What the task requires: Search the entries below for "present". Report each line where it occurs.

Stored data
PR #21394, opened 2025-12-31
Feat/update modal display tapc 4635

ZyaCon:
## Description

Ticket Reference: #TAPC-4635

### DIFF
--- a/packages/manager/apps/pci-instances/src/pages/instances/create/view-models/flavorsViewModel.ts
+++ b/packages/manager/apps/pci-instances/src/pages/instances/create/view-models/flavorsViewModel.ts
@@ -397,7 +397,9 @@ export const selectAvailableFlavorMicroRegions: Reader<
           regionalizedFlavorId,
         );
 
-        return regionalizedFlavor?.hasStock ? [regionalizedFlavor] : [];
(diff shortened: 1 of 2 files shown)


packages/manager/apps/pci-instances/src/pages/instances/create/view-models/flavorsViewModel.ts
```diff
@@ -397,7 +397,9 @@ export const selectAvailableFlavorMicroRegions: Reader<
           regionalizedFlavorId,
         );
 
-        return regionalizedFlavor?.hasStock ? [regionalizedFlavor] : [];
+        return regionalizedFlavor?.hasStock && regionalizedFlavor.quota
```
fredericvilcot, line 400: Missing optional chaining, no? 


```suggestion
        return regionalizedFlavor?.hasStock && regionalizedFlavor?.quota
```

yaallco: No need ! Undefined check is done first by regionalizedFlavor?.hasStock. If its true, the right condition after "&&" will know that regionalizedFlavor is not undefined

PR #21404, opened 2026-01-02
fix(zimbra): display organizations label in redirections page and man…

amine-daoussi:
ref: #PRDCOL-323

## Description
In Zimbra > redirections page :
- fix the display of organization label in the data grid.
- manage the filter by organization label.

image

### DIFF
--- a/packages/manager/apps/zimbra/src/data/hooks/redirection/useRedirections.ts
+++ b/packages/manager/apps/zimbra/src/data/hooks/redirection/useRedirections.ts
@@ -25,6 +25,7 @@ type UseRedirectionsParams = Omit<
   shouldFetchAll?: boolean;
 };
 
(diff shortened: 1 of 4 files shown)


packages/manager/apps/zimbra/src/data/hooks/redirection/useRedirections.ts
```diff
@@ -22,18 +22,48 @@ type UseRedirectionsParams = Omit<
   redirection?: string;
   redirectionTargetId?: string;
   organizationLabel?: string;
+  organizationId?: string;
   shouldFetchAll?: boolean;
 };
 
+export const useFetchAllPages = (
```
atefzed: I don't think we need this custom hook, we can keep it inside the component.

PR #21447, opened 2026-01-06
fix(exchange): check domain zones

atefzed:
ref: #PRDCOL-287

## Description

Ticket Reference: #PRDCOL-287

### DIFF
--- a/packages/manager/modules/exchange/src/domain/domain.service.js
+++ b/packages/manager/modules/exchange/src/domain/domain.service.js
@@ -40,6 +40,10 @@ export default class ExchangeDomains {
     );
   }
 
+  getDomainZones() {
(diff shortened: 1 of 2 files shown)


packages/manager/modules/exchange/src/domain/domain.service.js
```diff
@@ -40,6 +40,12 @@ export default class ExchangeDomains {
     );
   }
 
+  getDomainZones() {
+    return this.services.OvhHttp.get('/domain/zone', {
+      rootPath: 'apiv6',
+    });
+  }
```
ghyenne, line 45:
```suggestion
  getDomainZones() {
    return this.services.$http.get('/domain/zone').then(({data}) => data);
  }
```

amine-daoussi (approved):

PR #21486, opened 2026-01-07
feat(backup-agent): add vault consumption

tibs245:
ref: #BKP-505

## Description

Ticket Reference: #...

### DIFF
--- a/packages/manager/modules/backup-agent/src/pages/billing/listing/_components/BillingPriceCell.components.tsx
+++ b/packages/manager/modules/backup-agent/src/pages/billing/listing/_components/BillingPriceCell.components.tsx
@@ -1,0 +1,26 @@
+import React from 'react';
+
+import { useQuery } from '@tanstack/react-query';
+
+import { OdsSkeleton } from '@ovhcloud/ods-components/react';
+
+import { DataGridTextCell } from '@ovh-ux/manager-react-components';
+
+import { useGetServiceConsumptionOptions } from '@/data/hooks/consumption/useServiceConsumption';
+import { VAULT_PLAN_CODE } from '@/module.constants';
+
+export type BillingPriceCellProps = { vaultId: string };
+
+export const BillingPriceCell = ({ vaultId }: BillingPriceCellProps) => {
+  const { data: priceText, isPending } = useQuery({
+    ...useGetServiceConsumptionOptions()(vaultId),
+    select: (consumptions) =>
+      consumptions?.find((consumption) => consumption.planCode === VAULT_PLAN_CODE)?.price.text,
+  });
+
+  if (isPending) {
+    return <OdsSkeleton className="w-10" />;
+  }
+
+  return <DataGridTextCell>{priceText ?? '-'}</DataGridTextCell>;
+};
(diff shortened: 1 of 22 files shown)


packages/manager/modules/backup-agent/src/data/api/services/consumption.ts
```diff
@@ -3,7 +3,7 @@ import { v6 } from '@ovh-ux/manager-core-api';
 import { ServiceConsumption } from '@/types/Consumption.type';
 import { getServiceConsumptionRoute } from '@/utils/apiRoutes';
 
-export const getServiceConsumption = async (serviceId: number) => {
+export const getServiceConsumption = async (serviceId: string | number) => {
```
vovh, line 6: i'm a bit curious, in which use case we can have either a string or a number as a serviceId ? Is it because of legacy code ?

tibs245: Yes it's to avoid have a breaking change. I not see it's a problem to have two type work so I extended with my functionnality

packages/manager/modules/backup-agent/public/translations/vaults/dashboard/Messages_fr_FR.json
```diff
@@ -17,5 +17,7 @@
   "general-information": "Informations générales",
   "help": "Aide",
   "type_billing": "Type de facturation",
+  "vault_price": "Soit {{vaultPrice}} HT/mois",
+  "without_engagement": "sans engagement",
```
pauldkn: I think both of these translations are more generic than just "vault"

packages/manager/modules/backup-agent/src/pages/billing/listing/_components/BillingPriceCell.components.tsx
```diff
@@ -0,0 +1,27 @@
...
+
+import { useGetServiceConsumptionOptions } from '@/data/hooks/consumption/useServiceConsumption';
+import { VAULT_PLAN_CODE } from '@/module.constants';
+
+export type BillingPriceCellProps = { vaultId: string };
+
+export const BillingPriceCell = ({ vaultId }: BillingPriceCellProps) => {
+  const { data: consumptionData, isPending } = useQuery({
+    ...useGetServiceConsumptionOptions()(vaultId),
+  });
```
pauldkn: I find this pattern quite unusual, it adds a bit of complexity when we read it

(comparing to something like `const { data } = useServiceConsumption(serviceId)`)

packages/manager/modules/backup-agent/public/translations/vaults/dashboard/Messages_fr_FR.json
```diff
@@ -17,5 +17,6 @@
   "general-information": "Informations générales",
   "help": "Aide",
   "type_billing": "Type de facturation",
+  "vault_price": "Soit {{vaultPrice}} HT/mois",
```
pauldkn, line 20: Could be more generic with something like `price_equivalence_excluding_tax`

(might even be in common translations)

tibs245: We have tool to detect duplication. I think this work should be just after. But yes I understand your point

PR #21494, opened 2026-01-07
fix(object-storage): tag implementation and unit test

lionel95200x:
ref: #DATATR-2658

## Description

- Rework tag implementation and add unit test

Ticket Reference: #DATATR-2658


packages/manager/apps/pci-object-storage/src/pages/object-storage/storage/s3Id/replication/_components/form/useReplicationForm.hook.ts
```diff
@@ -137,7 +130,7 @@ export const useReplicationForm = ({
       deleteMarkerReplication:
         storages.ReplicationRuleDeleteMarkerReplicationStatusEnum.disabled,
       isReplicationApplicationLimited: false,
-      tags: {},
+      tags: [] as Tag[],
```
abullet33: Can we avoid to use "as"? Can't it be tags: []

abullet33 (approved):

PR #21500, opened 2026-01-07
fix(okms): no sorting on all datagrids

mathieumousnier:
## Description

Ticket Reference: #EK-2515


packages/manager/apps/okms/src/modules/key-management-service/data/api/utils.ts
```diff
@@ -1,17 +1,8 @@
 import { OKMS } from '@key-management-service/types/okms.type';
-import { OkmsServiceKey } from '@key-management-service/types/okmsServiceKey.type';
 
 export const defaultCompareFunction = (key: keyof OKMS) => (a: OKMS, b: OKMS) => {
   const aValue = a[key] || '';
   const bValue = b[key] || '';
 
   return (aValue as string).localeCompare(bValue as string);
 };
```
rjamet-ovh: this function is not used so you could delete it as well.

mathieumousnier: i removed the whole file

sefiani-ovh (approved):

PR #21506, opened 2026-01-07
feat(pci-instances): disable image type option if unavailable

lolottetheclash:
ref: #TAPC-5444

## Description

Ticket Reference: #...

### DIFF
--- a/packages/manager/apps/pci-instances/src/pages/instances/create/view-models/imagesViewModel.ts
+++ b/packages/manager/apps/pci-instances/src/pages/instances/create/view-models/imagesViewModel.ts
@@ -1,34 +1,121 @@
+/* eslint-disable max-lines */
 /* eslint-disable max-lines-per-function */
 import { Deps } from '@/deps/deps';
 import {
+  TImageTypeName,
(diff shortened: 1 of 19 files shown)


packages/manager/apps/pci-instances/src/pages/instances/create/view-models/imagesViewModel.ts
```diff
@@ -138,6 +243,33 @@ const hasImageOsTypeStockAvailable = (
...
+      case 'baremetal-linux':
+      case 'bsd':
+      case 'linux':
+        return 'linux';
+      case 'windows':
+        return 'windows';
+    }
+  });
+
+const flavorAcceptsSelectedImageType = (
```
Tsiorifamonjena: suggestion : maybe we can rename this function to make the intention more clear ? like `isFlavorAcceptsSelectedImageType` or something like that

Tsiorifamonjena (commented):
Great work 💪🏽👏🏽

I juste have a little suggestion

ZyaCon (approved):

Issue #21416, opened 2026-01-05
[mrc1/mrc2/muk]: Survey button component


aottr:
### Have you already checked if a similar item is present on muk?

- [x] Yes, I have already checked the existing components/hooks/utils.

### What do you expect from this request?

Component

### Description

Requested is a Button-component (similar to guide, but just a button) which redirects the user to a survey depending on the manager language and app.

Some of the target applications are still using MRCv1 so the change will have to be in all 3 libraries. (MRCv1 and MRCv2 for now, others following)

### Where do you expect to use this?

Having a button component in coherent style + translations

### Do you have mock-up?

yes, internal

### When do you expect this to be delivered?

12-01-2026

### Additional Information

The links have a structure, but we can not guarantee that this structure is always the same. My proposal is to accept a `Record<string,string>` as prop for the links where the key is the manager language and the value the link to the survey. If no value is present for the currently selected language, we don't display the button.

Attribute `target="_blank"` is important for the link since it will always be external.

aottr:
Adjusted scope:
- add a preset enum that contains "survey"
- add an optional preset property to (Manager-) Button to conditionally change label / link of button for surveys
- add translations with button texts in the component package
- add an internal hook for generic link generation for surveys (depending on App-Prefix, Manager language)
- add a slot to the BaseLayout right to the Guide-Button

PR #21536, opened 2026-01-09
feat(muk): extend button for feedback survey

aottr:
gh-21416

ref: #MANAGER-20595

## Description

Ticket Reference: #...

### DIFF
--- a/packages/manager-ui-kit/src/commons/utils/TranslationHelper.ts
+++ b/packages/manager-ui-kit/src/commons/utils/TranslationHelper.ts
@@ -151,3 +151,20 @@ const createImportResolver =
  * producing i18next {@link ResourceLanguage} objects.
  */
 export const resolveTranslationModule = createImportResolver<ResourceLanguage>();
+
+/**
+ * Extracts the language code from a locale string.
+ * Converts locale format (e.g., 'fr_FR') to language code (e.g., 'fr').
+ *
+ * @param {string} locale - The locale string in format 'll_RR' or 'll-RR'.
+ * @returns {string} - The language code (e.g., 'fr', 'en', 'de').
+ *
+ * @example
+ * extractLanguageCode('fr_FR') // returns 'fr'
+ * extractLanguageCode('en_GB') // returns 'en'
+ * extractLanguageCode('de-DE') // returns 'de'
+ * extractLanguageCode('invalid') // returns 'fr'
+ */
+export const extractLanguageCode = (locale: string): string => {
+  return locale.split(/[-_]/)[0]?.toLowerCase() ?? 'fr';
+};
--- a/packages/manager-ui-kit/src/components/link/Link.component.tsx
+++ b/packages/manager-ui-kit/src/components/link/Link.component.tsx
@@ -12,10 +12,13 @@ import {
 
 import { NAMESPACES } from '@ovh-ux/manager-common-translations';
 
+import { extractLanguageCode } from '@/commons/utils/TranslationHelper';
+import { LinkProps, LinkType } from '@/components/link/Link.props';
 import { useAuthorizationIam } from '@/hooks/iam/useOvhIam';
 
-import { LinkProps } from './Link.props';
+import { generateSurveyLink } from './Link.util';
 import { LinkIcons } from './LinkIcons.component';
+import './translations';
 
 export const Link = <T extends ElementType = 'a'>({
   children,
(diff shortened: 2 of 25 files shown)


aboungnaseng-ovhcloud (dismissed):

packages/manager-ui-kit/src/commons/utils/TranslationHelper.ts
```diff
@@ -151,3 +151,20 @@ const createImportResolver =
...
+ *
+ * @example
+ * extractLanguageCode('fr_FR') // returns 'fr'
+ * extractLanguageCode('en_GB') // returns 'en'
+ * extractLanguageCode('de-DE') // returns 'de'
+ * extractLanguageCode('invalid') // returns 'fr'
+ */
+export const extractLanguageCode = (locale: string): string => {
+  return locale.split(/[-_]/)[0]?.toLowerCase() ?? 'fr';
+};
```
anooparveti, line 170: **question:** Are we sure this is the right way? What if French user uses `en_GB` language in his Manager? Is Survey link based on subs or just a display language on survey forms?

packages/manager-ui-kit/src/components/link/Link.component.tsx
```diff
@@ -24,11 +27,29 @@ export const Link = <T extends ElementType = 'a'>({
...
 }: LinkProps<T>) => {
-  const { t } = useTranslation(NAMESPACES.IAM);
+  const { t, i18n } = useTranslation([NAMESPACES.IAM, 'link']);
   const { isAuthorized } = useAuthorizationIam(iamActions || [], urn || '', !disableIamCheck);
 
+  if (type === LinkType.survey && surveyApplicationKey) {
+    return (
+      <OdsLink
+        {...odsLinkProps}
+        /* eslint-disable-next-line react-hooks/rules-of-hooks */
```
anooparveti: **question:** Why disabling the linting rule?

packages/manager-ui-kit/src/components/link/LinkIcons.component.tsx
```diff
@@ -29,6 +29,13 @@ export function LinkIcons({ type, children }: LinkIconsProps) {
           <Icon name="arrow-right" />
         </>
       );
+    case LinkType.survey:
+      return (
+        <>
+          {children}
+          <Icon name="emoticon-smile" />
```
anooparveti:
```suggestion
          <Icon name="emoticon-smile" aria-hidden="true" />
```

packages/manager-ui-kit/src/components/link/Link.util.ts
anooparveti, line 1: **nitpick:** I dont see any usage of react state, effect, memo and so on. This hook can be a normal util function added in Link.util.ts file under `src/components/link` folder. And base URL of survey can be added in Link.constants.ts.

packages/manager-ui-kit/src/commons/utils/TranslationHelper.ts
aottr: If the user uses `en_GB` in the manager, it will return the language code `en` and only fall-back to `fr` if the language we get from `i18n` can not be found. (which shouldn't be the case under normal usage)

packages/manager-ui-kit/src/components/link/Link.component.tsx
aottr: This linting warning is because we use a "hook" conditionally. The linting is disabled because:
a) It's not really a react-hook but rather a helper function in hook-style
b) It does not make sense to call this function un-conditionally since then we would have to generate a survey link without existing App-key / modify the "hook" to accept undefined app-key which should be wasted compute.

packages/manager-ui-kit/src/components/link/Link.util.ts
aottr: If we don't want to use the hook anywhere else, sure. It's private anyway. So far this is just mirrored with MRC1/MRC2

packages/manager-ui-kit/src/components/link/Link.util.ts
```diff
@@ -0,0 +1,22 @@
+import { LINK_SURVEY_BASE_URL } from './Link.constants';
+import { GenerateSurveyLinkProps } from './Link.props';
+
+/**
+ * Generate a survey link for a given application key and language
+ * If the language is not provided or is 'fr', the link will be generated without the language suffix
+ * @example
+ * const surveyLink = useSurveyLink({ applicationKey: 'COM', languageCode: 'de' });
```
anooparveti:
```suggestion
 * const surveyLink = generateSurveyLink({ applicationKey: 'COM', languageCode: 'de' });
```

packages/manager-ui-kit/src/components/link/__tests__/Link.util.spec.ts
```diff
@@ -0,0 +1,47 @@
+import { describe, expect, it } from 'vitest';
+
+import { LINK_SURVEY_BASE_URL } from '../Link.constants';
+import { generateSurveyLink } from '../Link.util';
+
+describe('useSurveyLink', () => {
```
anooparveti:
```suggestion
describe('generateSurveyLink', () => {
```

anooparveti (approved):

chipp972 (approved):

Response to the exercise:
### Have you already checked if a similar item is present on muk?
The links have a structure, but we can not guarantee that this structure is always the same. My proposal is to accept a `Record<string,string>` as prop for the links where the key is the manager language and the value the link to the survey. If no value is present for the currently selected language, we don't display the button.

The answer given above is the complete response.